По-видимому, бумаги, спрятанные в ладье, представляли собой секретный циркуляр, которым руководствовался полковник Вальденбург — строитель линии «Барс» и других военных сооружений в Прибалтике.

Из штаба армии был немедленно вызван чертежник, скопировавший драгоценные чертежи на месте, а затем их вложили обратно в ладью, ладью поместили в тот же ящик и водворили его на место, равно как и изразцы. Стоило немалых трудов восстановить хитроумное устройство, и Поляков долго разыскивал сцепления проволоки и желоб, проделанный для ящика в кирпичной кладке. Помогал и связной Петренко: он ведь смыслит в печном деле.

Лухманов рассказывал обстоятельно и с удовольствием. Временами он умолкал и прислушивался. Я спросил:

— Беспокоят тут вас?

— Пока тихо, — сказал он. — Но задача наша прежняя: ловить врага на приманку, не спать.

— А тот, что убил Карен?

— Это трудный субъект. Очень трудный…

Он не договорил.

За окном, совсем близко от нас, высек гулкое ночное эхо крик.

Мы бросились на улицу. Немая темнота встретила нас за порогом. Фонарь Лухманова озарил кусты, обрызганные росой, садовую калитку. За ней лежала дорога, там светлячками вспыхивали папироски прохожих да тарахтела разболтанная обозная двуколка. Луч фонаря уперся в телеграфный столб, залепленный плакатами. За ним шевельнулась маленькая фигурка.

— Верочка! — крикнул я, узнав санитарку. — Кто кричал?

Личико Верочки побледнело, зубы ее стучали.

— Там. Вот там.

Она повела нас к плотной шеренге акаций, черневших в десятке метров от нас, и, понемногу приходя в себя, рассказывала:

— Они здесь сидели. — Она тронула веткой скамью. — Я стояла тут, ждала вас, вдруг слышу — шепчутся. Мне бы и ни к чему, да что-то странным показалось, как они шепчутся. Я и подслушала, что они говорили, а то бы мне ни к чему, знаете, и я вообще ненавижу подслушивать. Ничего такого особенного они не говорили. Он ей: «Держите». И дает ей что-то, а она в карман кладет, что ли, или в сумку, а потом он вдруг:

«Без повязки гуляете», а она: «Плевать, рукава длинные, да и кто узнает — Заботкин в госпитале». Я так и обмерла. А он: «Какая разница. Заботкин всем звонит про синий роза». Так он сказал: «Про синий роза». Он нечисто по-русски… А меня точно толкнуло, как он сказал «Заботкин». Я ближе придвинулась и за ветку задела, а они как бросятся от меня, и я закричала.
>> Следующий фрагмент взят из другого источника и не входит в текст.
PR #484, opened 2026-08-12
fix: preserve terminal state across reconnect

mgabor3141:
## Summary

Amended after review: the original shared `?1049l/h` checkpoint bytes were removed because `gmux attach` consumes the same raw stream. Browser-only buffer metadata now travels separately (`?client=browser`), and `TerminalView` applies buffer selection only after a complete BSU/ESU checkpoint is staged.

The browser no longer resets xterm before a replacement socket opens. Failed reconnect attempts retain the last committed screen. The narrow demonstrated fix resets only SGR at checkpoint application, preserving existing terminal modes and saved buffers rather than claiming a full structured checkpoint. `TerminalIO` now fences in-flight xterm callbacks across epochs.

The switch E2E launches disposable A/B sessions during the test, leaving the shared harness session untouched. It covers A→B→A isolation, different geometry, B normal→alternate→reconnect→exit, post-reconnect output, and failed-handshake screen preservation.

## Validation

- Full disposable real-daemon Playwright: `pnpm test:e2e` — 50 passed
- `cd cli/gmux && go test ./...` — pass
- `cd services/gmuxd && go test ./...` — pass
- `cd cli/gmux && go test -race ./internal/ptyserver -run TestSnapshotFrame -count=1` — pass
- `pnpm --dir apps/gmux-web lint` — pass; 542 web tests pass, with the existing unrelated `@gmux/protocol` package-entry failure in `src/store.test.ts`

Dead ReplayView truncation remains explicitly out of scope. No daemon was installed/restarted and no live state was touched. Not merged.

## Remediation delta (cc80c593)

- `term.reset()` now runs only on an actual session-ID transition; failed same-session reconnects retain the last committed screen.
- Browser checkpoint metadata is forwarded on local and peer paths using a strict `client=browser` allowlist; duplicate, auth, and routing query parameters are not forwarded.
- Browser replay applies SGR reset before buffer selection/erase and omits `CSI r` so same-session margins are retained. Metadata absence is non-destructive; session switches still isolate xterm modes, buffers, scrollback, and input encoding.
- The real-daemon E2E asserts metadata arrival, A→B isolation, normal→alternate and alternate→normal behavior, mode/input isolation, failed-handshake retention, and `baseY === viewportY` after replay.

Verification: full Playwright **50 passed**; focused switch E2E passed; Go ptyserver/wsproxy/apiclient tests and race tests passed; web lint/build/typecheck passed. Web Vitest had 542 passing tests plus the pre-existing unrelated `@gmux/protocol` package-entry failure in `store.test.ts`. This PR does not claim complete serialization of arbitrary DEC modes or renderer state.

## Final O1 remediation

The browser-only checkpoint metadata now includes authoritative 1-based inclusive DECSTBM margins and rows. Inside the synchronized checkpoint, the browser applies SGR reset, selects the authoritative buffer, resets margins before erase/repaint, emits the rendered screen and cursor state, then restores the exact margin region before ESU/live bytes. The raw CLI/legacy frame remains unchanged and receives no browser metadata or controls. Metadata absence remains a safe fallback; peer forwarding carries only the allowlisted browser capability and the metadata is opaque WS payload.

The real-daemon switch test now launches a disposable C session, sets rows 2..4 after browser geometry settles, fills 40 distinguishable lines, reconnects, asserts all content and exact margins, emits subsequent output, and asserts the region remains active. It does not claim preservation of an intentionally scrolled viewport; existing replay assertions only require convergence to bottom (`viewportY === baseY`).

## Final O1 remediation (8097815c)

Browser checkpoint metadata now includes authoritative 1-based inclusive DECSTBM margins and rows. Within synchronized replay, browser application performs SGR reset, buffer selection, `CSI r` before erase/repaint, cursor state, and exact margin restoration before live bytes resume. Raw CLI/legacy frames remain unchanged. Metadata absence remains safe and non-destructive; peer forwarding remains an allowlisted opaque capability path.

The real-daemon E2E now launches disposable C, sets rows 2..4 after geometry settles, fills 40 distinguishable lines, reconnects, verifies all content and exact margins, emits subsequent output, and verifies the region remains active. Replay assertions claim only bottom convergence (`viewportY === baseY`), not preservation of an intentionally scrolled viewport. Both reset-before-paint and restore-after-paint mutation probes fail deterministically.

## Final O2 remediation (46b51fb3)

The browser-only DECSTBM restore now runs **before** the raw checkpoint's anchored CUP + cursor-visibility tail. Final browser ordering is: SGR reset → authoritative buffer select → margin reset → repaint → authoritative margin restore → authoritative cursor position/visibility → ESU → live PTY bytes. The raw CLI/legacy binary frame is unchanged.

The real-daemon C regression keeps the 40-line O1 content and rows 2..4 subsequent-scrolling checks, parks the PTY cursor at exact xterm coordinates `(19,8)`, reconnects, and asserts exact margins and cursor. The next PTY marker must begin at column 19 on visible row 8 while row 0 remains byte-for-byte unchanged. A's weakened cursor checks are restored to exact `(5,2)`. A mutation moving margin restore behind CUP fails with cursor `(0,0)` instead of `(19,8)`.

Final validation: focused Playwright **1 passed**, full Playwright **50 passed**; web Vitest **712 passed**, lint/typecheck/build pass; root CI build/test entrypoints pass; CLI and gmuxd full Go suites pass; ptyserver race passes; focused raw CLI stream, normal/alternate margin, peer metadata, wsproxy, and apiclient tests pass. After push, all **11/11 GitHub checks passed**. No daemon was installed or restarted; PR remains unmerged.

### DIFF
--- a/apps/gmux-web/src/terminal-io.test.ts
+++ b/apps/gmux-web/src/terminal-io.test.ts
@@ -278,12 +278,31 @@ describe('createTerminalIO', () => {
     h.io.reset(2)
     h.io.enqueue(enc('fresh'), 2)
 
-    expect(h.writes).toEqual(['stale', 'fresh'])
+    // The stale write was already handed to xterm. The new epoch must wait
+    // for its callback instead of overlapping the parser or resize path.
+    expect(h.writes).toEqual(['stale'])
     h.flushOne()
 
     expect(onWritten).not.toHaveBeenCalled()
     expect(h.writes).toEqual(['stale', 'fresh'])
     expect(h.resizes).toEqual([])
+  })
+
+  it('does not let an old completion advance a new epoch past a resize fence', () => {
+    const h = makeHarness()
+    h.io.reset(1)
+    h.io.enqueue(enc('old'), 1)
+    h.io.reset(2)
+    h.io.enqueue(enc('new'), 2)
+    h.io.requestResize({ cols: 80, rows: 24 }, 2)
+
+    expect(h.writes).toEqual(['old'])
+    expect(h.resizes).toEqual([])
+    h.flushOne()
+    expect(h.writes).toEqual(['old', 'new'])
+    expect(h.resizes).toEqual([])
+    h.flushOne()
+    expect(h.resizes).toEqual([{ cols: 80, rows: 24 }])
   })
 
   it('runs completion callback after the final chunk in enqueueMany', () => {
--- a/apps/gmux-web/src/terminal-io.ts
+++ b/apps/gmux-web/src/terminal-io.ts
@@ -271,7 +271,10 @@ export function createTerminalIO(term: TerminalWriter, scroll?: ScrollAccessor):
     reset(epoch: number) {
       currentEpoch = epoch
       queue = []
-      writeInFlight = false
+      // Keep writeInFlight true until the old xterm callback arrives. A
+      // reset can invalidate queued work, but it cannot cancel xterm's
+      // parser callback; clearing this flag here would let a new resize or
+      // write overlap the still-running old parse.
       pendingResize = null
       savedScroll = null
       bufferReset = false
--- a/apps/gmux-web/src/terminal.tsx
+++ b/apps/gmux-web/src/terminal.tsx
@@ -11,7 +11,7 @@ import { applyArmedModifiers, attachKeyboardHandler, attachPasteHandler, default
 import { DEFAULT_THEME_COLORS, type ResolvedKeybind } from './config'
 import { attachMobileInputHandler } from './mobile-input'
 import { isTouchDevice } from './touch'
-import { BSU, createReplayBuffer, startsWith } from './replay'
+import { BSU, createReplayBuffer, ESU, startsWith } from './replay'
 import { createTerminalIO, type TerminalSize } from './terminal-io'
 import { type LinkInfo, linkAtPoint, openLinkAtPoint } from './terminal-link'
 import { createLongPressRecognizer } from './long-press'
@@ -29,12 +29,13 @@ import type { Session } from './types'
 
 const encoder = new TextEncoder()
 const CHECKPOINT_WIRE_RESET = encoder.encode('\x1b[r\x1b[H\x1b[2J\x1b[3J')
-// CSI r is part of the shared raw attach frame for legacy CLI consumers, but
-// it is not needed to repaint a browser checkpoint. Omitting it lets a
-// same-session reconnect retain the PTY's current margins; a session switch
-// has already reset xterm and therefore starts with default margins.
-const CHECKPOINT_BROWSER_RESET = encoder.encode('\x1b[H\x1b[2J\x1b[3J')
+// The browser checkpoint resets margins before repaint and restores the
+// authoritative region before the cursor-position/visibility tail. The raw
+// frame remains unchanged for CLI and legacy consumers.
+const CHECKPOINT_BROWSER_RESET = encoder.encode('\x1b[r\x1b[H\x1b[2J\x1b[3J')
 const CHECKPOINT_SGR_RESET = encoder.encode('\x1b[0m')
+
+type CheckpointMargins = { top: number, bottom: number, rows: number }
 
 /**
  * Add browser-only buffer authority at the complete checkpoint boundary.
@@ -42,11 +43,39 @@ const CHECKPOINT_SGR_RESET = encoder.encode('\x1b[0m')
  * ?1049h/l in it would change an operator's terminal. Reordering the known
  * SGR is emitted before buffer selection and erase, preventing the old
  * background from coloring blank cells. The browser-specific transform also
- * omits the shared frame's CSI r: same-session reconnects retain margins,
- * while session-ID changes perform the full xterm reset. No other terminal
- * state is claimed to be serialized by this rendered checkpoint.
+ * resets margins before repaint and restores the emulator's authoritative
+ * 1-based region before the frame's final cursor-position/visibility tail.
+ * The raw frame's CSI r is never changed, and no other terminal state is
+ * claimed to be serialized.
  */
-function prepareBrowserCheckpoint(chunks: Uint8Array[], activeAlternate: boolean | null): Uint8Array[] {
+function cursorTailOffset(frameBody: Uint8Array): number | null {
+  // The shared frame ends with CUP + DECTCEM + ESU. Find CUP only within that
+  // anchored tail so escape sequences in rendered terminal content cannot be
+  // mistaken for the authoritative cursor position.
+  const visibilityLength = 6 // CSI ? 25 h/l
+  const visibilityOffset = frameBody.length - ESU.length - visibilityLength
+  if (visibilityOffset <= 0 || !startsWith(frameBody.slice(frameBody.length - ESU.length), ESU)) return null
+  const visibility = frameBody.slice(visibilityOffset, visibilityOffset + visibilityLength)
+  if (!(visibility[0] === 0x1b && visibility[1] === 0x5b && visibility[2] === 0x3f
+    && visibility[3] === 0x32 && visibility[4] === 0x35 && (visibility[5] === 0x68 || visibility[5] === 0x6c))) return null
+
+  const cursorEnd = visibilityOffset
+  if (frameBody[cursorEnd - 1] !== 0x48) return null // H
+  for (let i = cursorEnd - 2; i >= Math.max(0, cursorEnd - 24); i--) {
+    if (frameBody[i] !== 0x1b) continue
+    if (frameBody[i + 1] !== 0x5b) return null
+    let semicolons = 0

Лухманов, слушая Верочку, в то же время шарил по земле и по скамейке лучом фонаря. Со вздохом облегчения он нагнулся и поднял что-то.

Осветив фонарем ладонь, он показал нам находку: на ладони лежали три круглых зерна.

— Кукуруза, — сказал я.

— Кукуруза, — протянула Верочка. — Что же, он ей кукурузу вместо гостинцев? Смешно.